Angular-Momentum Couplings in Ultra-Long-Range Giant Dipole Molecules

TL;DR

This paper extends the theoretical understanding of ultra-long-range giant dipole molecules by incorporating angular-momentum couplings, p-wave scattering, and spin interactions, leading to new potential energy surfaces and bound states.

Contribution

It introduces a comprehensive theoretical framework including angular-momentum couplings and p-wave scattering for giant dipole molecules, revealing new mixed-spin states and detailed potential energy surfaces.

Findings

Identification of mixed-spin molecular states

Calculation of exact binding energies and wave functions

Discovery of new potential energy landscapes

Abstract

In this article we extend the theory of ultra-long-range giant dipole molecules, formed by an atom in a giant dipole state and a ground-state alkali atom, by angular-momentum couplings known from recent works on Rydberg molecules.
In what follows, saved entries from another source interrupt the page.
PR #2289, opened 2020-10-02
Document the limits of WorldInfo.CFM

omichel:
Following a Discord discussion:

> yes Webots doesn't accept a CFM value negative or equal to 0 and the brackets in the documentation are wrong. But when changing it from the Webots scene tree I don't get any crash, just a warning in the console.

### DIFF
--- a/docs/reference/worldinfo.md
+++ b/docs/reference/worldinfo.md
@@ -5,7 +5,7 @@ WorldInfo {
   SFString title                          ""         # any string
   MFString info                           [ ]        # any string
   SFFloat  gravity                        9.81       # [0, inf)
-  SFFloat  CFM                            0.00001    # ]0, inf)
+  SFFloat  CFM                            0.00001    # (0, inf)
   SFFloat  ERP                            0.2        # [0, 1]
   SFString physics                        ""         # any string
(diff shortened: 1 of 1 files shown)


docs/reference/worldinfo.md
```diff
@@ -5,7 +5,7 @@ WorldInfo {
   SFString title                          ""         # any string
   MFString info                           [ ]        # any string
   SFFloat  gravity                        9.81       # [0, inf)
-  SFFloat  CFM                            0.00001    # [0, inf)
+  SFFloat  CFM                            0.00001    # ]0, inf)
```
lukicdarkoo, line 8: I am not familiar with this notation, shouldn't it be `(` instead of `]`?

omichel: Yes, you are perfectly right:
- https://socratic.org/questions/how-do-you-know-when-to-use-brackets-or-parenthesis-in-finding-domain-or-range
- https://hannahtaylormath.weebly.com/domain-and-range.html

I used the closing bracket in my math courses, but that is maybe something not very standard. I will change it.

lukicdarkoo (approved):
Thanks!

In addition to $s$-wave scattering, the next higher order of $p$-wave scattering in the Fermi-pseudopotential describing the binding mechanism is considered. Furthermore, the singlet and triplet channels of the scattering interaction as well as angular-momentum couplings such as hyperfine interaction and Zeeman interactions are included. Within the framework of Born--Oppenheimer theory, potential energy surfaces are calculated in both first-order perturbation theory and exact diagonalization. Besides the known pure triplet states, mixed-spin character states are obtained, opening up a whole new landscape of molecular potentials. We determine exact binding energies and wave functions of the nuclear rotational and vibrational motion numerically from the various potential energy surfaces.